= Jessie Henderson =

Film and TV Executive

Jessie Henderson is a film and TV producer and executive. She was a former Apple Original Films executive.

== Early life and education ==
Henderson was born in Michigan and raised in Massachusetts. She graduated with a degree in Media studies from Emerson College.

== Career ==
After graduation, she moved to New York City and worked as the receptionist on the last season of Tough Crowd With Colin Quinn. While there, she fell in love with the world of stand-up comedy, and went on to work as Neal Brennan's assistant on the last season of Chappelle's Show.
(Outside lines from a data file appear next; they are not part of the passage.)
PR #9632, opened 2025-12-11
Refresh check-spelling

jsoref:
This mostly updates the check-spelling metadata.

It also prepares for the next version (applying newer dictionaries that I hope to eventually switch to).

In general, I'd recommend reviewing starting with changes to expect.txt -- new entries should be considered, they probably indicate changes to patterns or dictionaries. I haven't thought too carefully about all of them, but I'll highlight some.

I'm also tossing in a change to the yarn-install behavior because the workflow in github currently burns >30s installing stuff that it won't use.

She moved to Los Angeles in 2008 to be an assistant at Universal Pictures, and in 2009 became one of the early employees at Peter Chernin's Chernin Entertainment, where she was promoted from Creative Executive to Director of Development and set up and co-produced The Heat, which became the top grossing domestic comedy of 2013.

After Chernin Entertainment, she spent 6+ years running Paul Feig's Feigco Entertainment, where she produced films including the Golden Globe and Critics Choice nominated Spy, A Simple Favor, Someone Great, Last Christmas, and executive produced 2016's Ghostbusters, Holler, and Zoey’s Extraordinary Playlist. She started the company with Paul Feig and spearheaded an expansion from film to film + television in 2018. She led the company through two feature term deals with Fox and later Universal Pictures and Lionsgate Television.
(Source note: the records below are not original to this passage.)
PR #9634, opened 2025-12-11
Screenshots: Improve reliability

mook-as:
If we're using 9p, the VZ option has text to switch to sshfs or virtiofs. However, that test contains a link that switches to the volumes tab, and that link happens to be roughly in the middle of the label.  This means that when we try to click on the VZ radio, it actually switches the page instead and everything is confused.

See also commit a20e00c90fe5bd8ae1ea8982185ccffbbd56e17e where this happened in the other place with click on the vz radio.


jandubois (approved):
Thanks, LGTM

She then became Head of Original Films for HBO Max, where she was hired in 2019 to build a slate of films under the AT&T ownership period of WarnerMedia. In 2021, she started at Apple Original Films.

After working at Apple Original Films, she, with Canadian actor Ryan Gosling launched a film production company named Open Invite Entertainment (formally known as General Admission). They obtained three-year deal with Amazon MGM Studios.